Geoffrey Langton Pilkington, who was much older than his cousins, had been a director since 1919 and served as company chairman from 1932 to 1949. The others, some of whom had entered the business from university in 1927, served a rigorous probation; one of them did not make the grade. Harry Pilkington and Douglas Phelps, the son of a Pilkington daughter, reached the executive committee in 1934; Roger Percival, the son of another Pilkington daughter, followed in 1936, and Peter Cozens-Hardy in 1937. By then Lawrence Pilkington, Harry Pilkingtons brother, and Arthur Pilkington, after five years as a regular officer in the Coldstream Guards, had entered the company and joined the executive committee in the 1940s, followed by a much younger member, David Pilkington, born in 1925. This team was to succeed more spectacularly than any of its predecessors.

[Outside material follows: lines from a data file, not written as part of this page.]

PR #2753, opened 2024-02-26
engine: Support reading objects without decoding

cthulhu-rider:


pkg/local_object_storage/blobstor/fstree/fstree.go
```diff
@@ -297,6 +299,62 @@ func (t *FSTree) Get(prm common.GetPrm) (common.GetRes, error) {
...
+		return b, fmt.Errorf("read all %d bytes from object file %q: %w", sz, p, err)
+	}
+
+	if !t.IsCompressed(b) {
+		return b, nil
+	}
+
+	dec, err := t.DecompressForce(b)
+	if err != nil {
+		if cap(dec) > cap(b) {
```
carpawell, line 349: what is it for?

pkg/local_object_storage/blobstor/fstree/fstree.go
```diff
@@ -297,6 +299,62 @@ func (t *FSTree) Get(prm common.GetPrm) (common.GetRes, error) {
...
+	}
+
+	var b []byte
+	if opts.GetBuffer != nil {
+		b = opts.GetBuffer(int(sz))
+	} else {
+		b = make([]byte, sz)
+	}
+
+	_, err = io.ReadFull(f, b)
```
carpawell, line 335: why not streaming?

carpawell (commented):
BTW, not valuable to me as a separate PR. Not clear why we need it, operation params are questionable, the issue does not describe why this should be done (it appeared earlier than the one we are trying to resolve now).

pkg/local_object_storage/blobstor/fstree/fstree.go
cthulhu-rider: biggest allocated buffer is returned

pkg/local_object_storage/blobstor/fstree/fstree.go
cthulhu-rider: u mean return `io.Reader`? no need for now, may be added later

cthulhu-rider:
> Not clear why we need it

tried to explain in the commit. This is 100%-needed functionality for any storage IMO - just get what u store as `[]byte`

pkg/local_object_storage/blobstor/common/get.go
```diff
@@ -15,3 +15,11 @@ type GetRes struct {
 	Object  *objectSDK.Object
 	RawData []byte
 }
+
+// GetBytesOptions groups options for [Storage.GetBytes].
+type GetBytesOptions struct {
```
roman-khimov, line 20: Please, let's not add more `...Options` if we're not talking about tens of them. Functions have arguments, that's what they're for.

pkg/local_object_storage/blobstor/fstree/fstree.go
```diff
@@ -297,6 +299,62 @@ func (t *FSTree) Get(prm common.GetPrm) (common.GetRes, error) {
...
+		}
+		return nil, fmt.Errorf("open object file %q: %w", p, err)
+	}
+
+	fi, err := f.Stat()
+	if err != nil {
+		return nil, fmt.Errorf("stat object file %q: %w", p, err)
+	}
+	sz := fi.Size()
+	if sz > math.MaxInt {
```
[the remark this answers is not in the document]
roman-khimov: Only from garbage in the storage maybe.

pkg/local_object_storage/blobstor/fstree/fstree.go
```diff
@@ -297,6 +299,62 @@ func (t *FSTree) Get(prm common.GetPrm) (common.GetRes, error) {
...
+	if !t.IsCompressed(b) {
+		return b, nil
+	}
+
+	dec, err := t.DecompressForce(b)
+	if err != nil {
+		if cap(dec) > cap(b) {
+			b = dec
+		}
+		return b, fmt.Errorf("decompress object file data %q: %w", p, err)
```
roman-khimov, line 352: Why returning `b` here?

pkg/local_object_storage/blobstor/common/get.go
```diff
@@ -15,3 +15,11 @@ type GetRes struct {
...
+	// GetBuffer specifies function replacing built-in make to allocate memory
+	// buffer of ln length. Buffer allocated via GetBuffer is returned from GetBytes
+	// regardless of error so caller could handle it properly.
+	GetBuffer func(ln int) []byte
```
roman-khimov, line 24: I'd rather have `buf []byte` passed. In most cases we know the size already.

pkg/local_object_storage/engine/get.go
```diff
@@ -181,3 +182,33 @@ func Get(storage *StorageEngine, addr oid.Address) (*objectSDK.Object, error) {
...
 }
+
+// GetBytes reads object from the StorageEngine by address into memory buffer in
+// a canonical NeoFS binary format. Returns [apistatus.ObjectNotFound] if object
+// is missing.
+func (e *StorageEngine) GetBytes(addr oid.Address, opts common.GetBytesOptions) ([]byte, error) {
+	var b []byte
+	var err error
+	getBufferBase := opts.GetBuffer
+	opts.GetBuffer = func(ln int) []byte {
```
roman-khimov, line 193: Why this override?

pkg/local_object_storage/shard/get.go
```diff
@@ -157,7 +163,48 @@ func (s *Shard) fetchObjectData(addr oid.Address, skipMeta bool, cb storFetcher,
...
+	return s.getBytesWithMetadataLookup(addr, opts, false)
+}
+
+func (s *Shard) getBytesWithMetadataLookup(addr oid.Address, opts common.GetBytesOptions, skipMeta bool) ([]byte, bool, error) {
+	s.m.RLock()
+	defer s.m.RUnlock()
+
+	var b []byte
+	getBufferBase := opts.GetBuffer
+	opts.GetBuffer = func(ln int) []byte {
```
roman-khimov, line 190: And again and again?

roman-khimov (changes requested):
We need better coverage as well.

pkg/local_object_storage/blobstor/fstree/fstree.go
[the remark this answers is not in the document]
cthulhu-rider: otherwise data cannot be fully read

pkg/local_object_storage/blobstor/common/get.go
cthulhu-rider: structured code is always better to me, seeing calls like `call(addr, nil)` makes you just imagine what it means. Required prms are explicit (1 in this case) 

so, i keep proposing this

pkg/local_object_storage/blobstor/fstree/fstree.go
cthulhu-rider: to return buffer to the caller, as written in `GetBytesOptions.GetBuffer`

pkg/local_object_storage/blobstor/common/get.go
cthulhu-rider: we never know it, only inside end storage (fstree, peapod)

pkg/local_object_storage/engine/get.go
cthulhu-rider: to allocate buffer once

pkg/local_object_storage/shard/get.go
cthulhu-rider: same case

pkg/local_object_storage/blobstor/common/get.go
roman-khimov: Is `call(addr, GetBytesOptions{})` better than `call(addr, nil)`?

pkg/local_object_storage/blobstor/common/get.go
roman-khimov: Meta has payload size, we request things after request to metabase IINM.

pkg/local_object_storage/blobstor/fstree/fstree.go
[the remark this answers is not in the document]
carpawell: but how int64 can be bigger than MaxInt? do we target such systems? can we run on such systems?

pkg/local_object_storage/blobstor/fstree/fstree.go
carpawell: we have big problems with memory, i thought that extending the storage interface with row data should be done for memory optimizations mainly

pkg/local_object_storage/blobstor/fstree/fstree.go
carpawell: with a non-nil error? what usecase can be this for?

pkg/local_object_storage/blobstor/fstree/fstree.go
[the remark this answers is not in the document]
cthulhu-rider: on 32-bit systems

> do we target such systems? can we run on such systems?

yes, yes

pkg/local_object_storage/blobstor/fstree/fstree.go
cthulhu-rider: we allocated 64M buffer, got some logical error, but still wanna reuse such a big buffer

pkg/local_object_storage/blobstor/fstree/fstree.go
cthulhu-rider: > for memory optimizations

it is: as i mentioned in the commit, in some cases we wanna skip decode-encode round

pkg/local_object_storage/blobstor/common/get.go
cthulhu-rider: yes, but here `ln` stand for complete binary object, not only payload. Dynamic size resolution is easier and more reliable (blob storage could diverge with metabase in theory)

at the same time, we _can_ add API to request full binary size from metabase, but in my opinion it's not worth it for this particular goal

cthulhu-rider:
increased test coverage. Fixed old bug on the way

roman-khimov:
We need to have some broader context for this. It looks like a beginning of a custom memory allocator which just shouldn't be done. We can mmap things, we can stream things, we can pool some chunks (but it doesn't work well for objects of different sizes unfortunately). If nothing else works in-place allocation is an option too (which we had for years anyway, just in a bit different form), especially given that it will be more effective already (one flat buffer, no decoding).

cthulhu-rider:
ok lets use make only for now

cthulhu-rider:
dropped options

pkg/local_object_storage/blobstor/fstree/fstree.go
cthulhu-rider: gone

pkg/local_object_storage/blobstor/common/get.go
cthulhu-rider: gone

pkg/local_object_storage/blobstor/fstree/fstree.go
cthulhu-rider: gone

pkg/local_object_storage/blobstor/common/get.go
cthulhu-rider: gone

pkg/local_object_storage/engine/get.go
cthulhu-rider: gone

pkg/local_object_storage/shard/get.go
cthulhu-rider: gone

pkg/local_object_storage/blobstor/fstree/fstree.go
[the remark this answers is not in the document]
carpawell: for me it is no, no. i had to google examples of such machines (meaning years of their production), also it seems that you read a file bigger than such machines can have ram

pkg/local_object_storage/blobstor/fstree/fstree.go
carpawell: i mean reading a full object in memory at once is not good to me in a PR that tries to beat memory problems

pkg/local_object_storage/blobstor/fstree/fstree.go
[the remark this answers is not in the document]
cthulhu-rider: > machines (meaning years of their production)

this may be at the OS level

cthulhu-rider:
> we need object streaming RPC for a correct optimization

two different topics. Here we cover redundant decoding, while ur talking about smaller bufferization (which is also good to be done, but unrelated to the current PR/issue)

carpawell:
> two different topics

Not different to me, the main idea is the same.

> ur talking about smaller bufferization

Im talking about less memory consumption and/or allocations number. RPC that streams an object with partial reading may improve important things by orders of magnitude, while reading the whole object into memory and transferring it as a single message should only make it a few times better.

When PB closed its Maubeuge factory in 1935, as part of the general rationalization of the European plate glass industry that followed an agreement between the European and U.S. manufacturers reached the previous year, it ceased to manufacture any glass outside the United Kingdom. It was soon, however, the major participant in the establishment of a window glass factory built at Llavallol outside Buenos Aires, a joint European venture to safeguard the Europeans Argentine market. This factory had hardly come into production when World War II broke out and the Pilkington management there had to struggle hard to maintain and extend it during the war years, when communication between Llavallol and St. Helens was difficult and technical assistance from the parent company was unobtainable.

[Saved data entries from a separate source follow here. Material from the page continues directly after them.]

PR #2763, opened 2024-03-05
cli: Use `MarkFlagsOneRequired` for mutex but required flags

cthulhu-rider:


cmd/neofs-cli/modules/control/shards_set_mode.go
```diff
@@ -155,9 +155,7 @@ func getShardIDList(cmd *cobra.Command) [][]byte {
 	}
 
 	sidList, _ := cmd.Flags().GetStringSlice(shardIDFlag)
-	if len(sidList) == 0 {
-		common.ExitOnErr(cmd, "", fmt.Errorf("either --%s or --%s flag must be provided", shardIDFlag, shardAllFlag))
-	}
+	// guaranteed by MarkFlagsMutuallyExclusive
```
roman-khimov, line 158: Not sure it's obvious what's guaranteed here without this diff.

roman-khimov (approved):

cmd/neofs-cli/modules/control/shards_set_mode.go
cthulhu-rider: agree, explained

carpawell (approved):

Issue #1240, opened 2022-03-15
Limit amount of incoming connections


alexvanin:
It seems that bottleneck caused by https://github.com/nspcc-dev/neofs-node/pull/1236 leads to node goroutine overload and OOM: if request intensity is high enough to hit application limits (goroutine limit), then storage node is going to be killed by OS. 

The better option is to provide some kind of limits in config and do not accept new incoming connections in case of high load.

fyrchik:
This setting can influence default metabase boltdb batch size: if there are no more than X parallel operations on shard, there is no reason to have batch size >X, we better use `X / shard_count` in this case.

fyrchik:
GRPC doesn't allow to limit this amount directly, though we can try to restrict the waiting queue.
I have 2 solutions in mind:
1. Maintain a counter for the amount of operations being executed, fail request immediately if the counter exceeds a threshold.
2. Introduce a pool instead of launching new goroutine, submit task, fail if it hasn't started to execute in 2 seconds (any other time).

Also we better solve this on a case-by-case basis.

PR #2776, opened 2024-03-13
Feat/grpc conn limits

carpawell:


CHANGELOG.md
```diff
@@ -8,6 +8,7 @@ Changelog for NeoFS Node
 - Support of `GT`, `GE`, `LT` and `LE` numeric comparison operators in CLI (#2733)
 - SN eACL processing of NULL and numeric operators (#2742)
 - CLI now allows to create and print eACL with numeric filters (#2742)
+- gRPC connection limits per endpoitn (#1240)
```
cthulhu-rider, line 11:
```suggestion
- gRPC connection limits per endpoint (#1240) 
```

cmd/neofs-node/config/grpc/config.go
```diff
@@ -31,6 +31,20 @@ func (x *Config) Endpoint() string {
 	return v
 }
 
+// ConnectionLimit returns the value of "conn_limit" config parameter.
+//
+// Returns 0 if the value is negative.
```
cthulhu-rider, line 36:
```suggestion
// Returns 0 if the value is not a positive integer.
```
e.g. `Hello, world!` -> zero too

config/example/node.yaml
```diff
@@ -36,12 +36,14 @@ node:
 
 grpc:
   - endpoint: s01.neofs.devenv:8080  # endpoint for gRPC server
+    conn_limit: 1  # connection limits; exceeding connection will not be declined, just blocked before active number decreases or client timeouts
```
cthulhu-rider, line 39: i dont think static value can be usable. How user will choose the exact value?

as a basis - quite possible, but then we still need to rely on the real load. For example, there is a difference between 20 clients constantly writing data and 10K ones sending a simple request (like healthcheck)

cmd/neofs-node/grpc.go
```diff
@@ -42,6 +43,10 @@ func initGRPC(c *cfg) {
 			return
 		}
 
+		if connLimit := sc.ConnectionLimit(); connLimit > 0 {
+			lis = netutil.LimitListener(lis, connLimit)
```
cthulhu-rider, line 47: this opens up vulnerability to idle clients: when `connLimit` of them become idle and dont close the connection, all new conns are refused. Overall, i'd not delegate this job to some hard-limiting tool like `netutil.LimitListener`. There are some suggestions in the issue https://github.com/nspcc-dev/neofs-node/issues/1240#issuecomment-1084216928

carpawell: we can control it with server params: https://pkg.go.dev/google.golang.org/grpc#KeepaliveParams

> all new conns are refused

not refused but blocked until some connection is closed in fact

config/example/node.yaml
carpawell: can be discussed, i solved exactly the problem described in the issue: go routines number that lead to the OOM

> i dont think static value can be usable

i can say smth like that about almost every config value but we need to stick to smth

cmd/neofs-node/grpc.go
cthulhu-rider: > we can

i know we can, but we dont

> not refused but blocked

to be more precise, yeah, but the fact remains - no connection

carpawell: > i know we can, but we don't

we can start with this PR, not sure what bound values to choose. depends on whether you still think this approach is usable or not
@roman-khimov

config/example/node.yaml
carpawell: > the trap is that we dont know what exact number cuz it's not const and depends on too many factors

but we need limits according to the issue. so you suggest a dynamic limit?

> static conn limit is not an option for this IMO

what is an option then?

> But lets focus on the introduced one

sure, i just meant that we should test it somehow (if we are ok with a static limit or course) and be able to change depending on the machine and possible load

cthulhu-rider: there are some proposed suggestions https://github.com/nspcc-dev/neofs-node/issues/1240#issuecomment-1084216928. That's all we have for now, and hard net conn limit isn't there

carpawell: > there are some proposed suggestions https://github.com/nspcc-dev/neofs-node/issues/1240#issuecomment-1084216928

i do not think returning some error is a good idea, i would prefer blocking instead and waiting for some timeout (on the client side) or succeeding with some delay

> hard net conn limit isn't there

that is here and in the issue's title

> hard net conn

once again, how do you suggest to make it non-hard?

cthulhu-rider: comment suggests at least 2 approaches

config/example/node.env
```diff
@@ -42,6 +42,11 @@ NEOFS_GRPC_1_ENDPOINT=s02.neofs.devenv:8080
 ### TLS config
 NEOFS_GRPC_1_TLS_ENABLED=false
 
+## 2 server
+NEOFS_GRPC_2_ENDPOINT=s03.neofs.devenv:8080
+### TLS config
+NEOFS_GRPC_2_TLS_ENABLED=true
```
roman-khimov, line 50: What key/cert is used for it?

config/example/node.yaml
roman-khimov: Yeah, it's not easy to choose a proper value and the default might be unlimited, but this handle can be handy to have in case of some case-specific problems. Just like `MaxWebSocketClients` in https://github.com/nspcc-dev/neo-go/blob/master/docs/node-configuration.md#RPC-Configuration, just like `limit_conn` in nginx, just like https://pkg.go.dev/golang.org/x/net/netutil#LimitListener.

cmd/neofs-node/grpc.go
roman-khimov: > to be more precise, yeah, but the fact remains - no connection

Just like with any other limit. Unlimited connections is a vulnerability of one kind, limited is a vulnerability of the other.

The proposal is to add it this way for now and then if/when needed try tuning it. If there are better options found, we'll implement them. This handle itself doesn't cost a lot.

roman-khimov (approved):

config/example/node.env
carpawell: well, none, they are for config reading tests only. [json](https://github.com/nspcc-dev/neofs-node/blob/98f0918b074aa9e53b7c67354cadefd0257f71f5/config/example/node.json#L54-L59) and [yml](https://github.com/nspcc-dev/neofs-node/blob/98f0918b074aa9e53b7c67354cadefd0257f71f5/config/example/node.yaml#L47-L49) are the same. env file was just not tested. do you want to make it false then?

roman-khimov: It's an example, it should have something more or less realistic, that's the only thing I care about wrt this question.

config/example/node.yaml
cthulhu-rider: ok will see how it'll gonna be used

cmd/neofs-node/grpc.go
cthulhu-rider: ok lets see how it'll go

cthulhu-rider (approved):

config/example/node.env
carpawell: fixed

PR #2782, opened 2024-03-21
Fix/v2 split range

carpawell:


pkg/services/object/get/assembly_v2.go
```diff
@@ -116,7 +116,7 @@ func (exec *execCtx) rangeFromLink(link objectSDK.Link) bool {
 				rngPerChild.SetOffset(uint64(firstOffset))
 			}
 			if i == last {
-				rngPerChild.SetLength(uint64(child.ObjectSize()) - uint64(lastBound+firstOffset))
+				rngPerChild.SetLength(uint64(lastBound - firstOffset))
```
roman-khimov, line 119: Isn't it just `uint64(lastBound)`?

carpawell: we may range only part of the first object, then we do not need its offset

roman-khimov: But what if we have multiple objects? You get `X:$END` of `first`, OK, then you go over some set of complete objects and then you need `0:Y`, while you do `0:Y-X`. Or not?

carpawell: hm, seems like you are right but why do tests work then? we never range over the bounds in the tests?

roman-khimov (approved):

cthulhu-rider (commented):
> Seems like a hotfix after some review or smth.

i'd rather formulate essence of the problem instead of obvious abstract things

carpawell:
> i'd rather formulate essence of the problem

I have nothing to add. This line should have the exact number, it did not. The number it was had nothing about the required range, I do remember that i fixed something there but have no idea what that meant. OK, dropped the body.

cthulhu-rider (approved):

PR #2784, opened 2024-03-26
Fix/range over v2 split

carpawell:


pkg/services/object/get/assembly_v2.go
```diff
@@ -114,6 +114,7 @@ func (exec *execCtx) rangeFromLink(link objectSDK.Link) bool {
 
 			if i == first {
 				rngPerChild.SetOffset(uint64(firstOffset))
+				rngPerChild.SetLength(uint64(child.ObjectSize()) - uint64(firstOffset))
```
roman-khimov, line 117: I thought that unset length implies `[x:]` semantics.

carpawell: > I thought that unset length implies [x:] semantics.

me too. also, i could not imagine that it may be a bug but only a small session test will fail, not the range tests itself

Lord Cozens-Hardy retired in 1939, and Sir Ronald Weeks did not return to the company after the war. With Douglas Phelps as chairman of the executive committee from 1947, succeeded by Arthur Pilkington in 1965, and Harry Pilkington, the future Lord Pilkington, as company chairman from 1949, the fourth Pilkington generation saw the companys assets grow from £12.5 million in 1949 to £206 million in 1973, when Lord Pilkington retired from the chairmanship. This growth was due to the outstanding success of the float glass process and also to diversification into what were, for PB, new branches of the glass industry.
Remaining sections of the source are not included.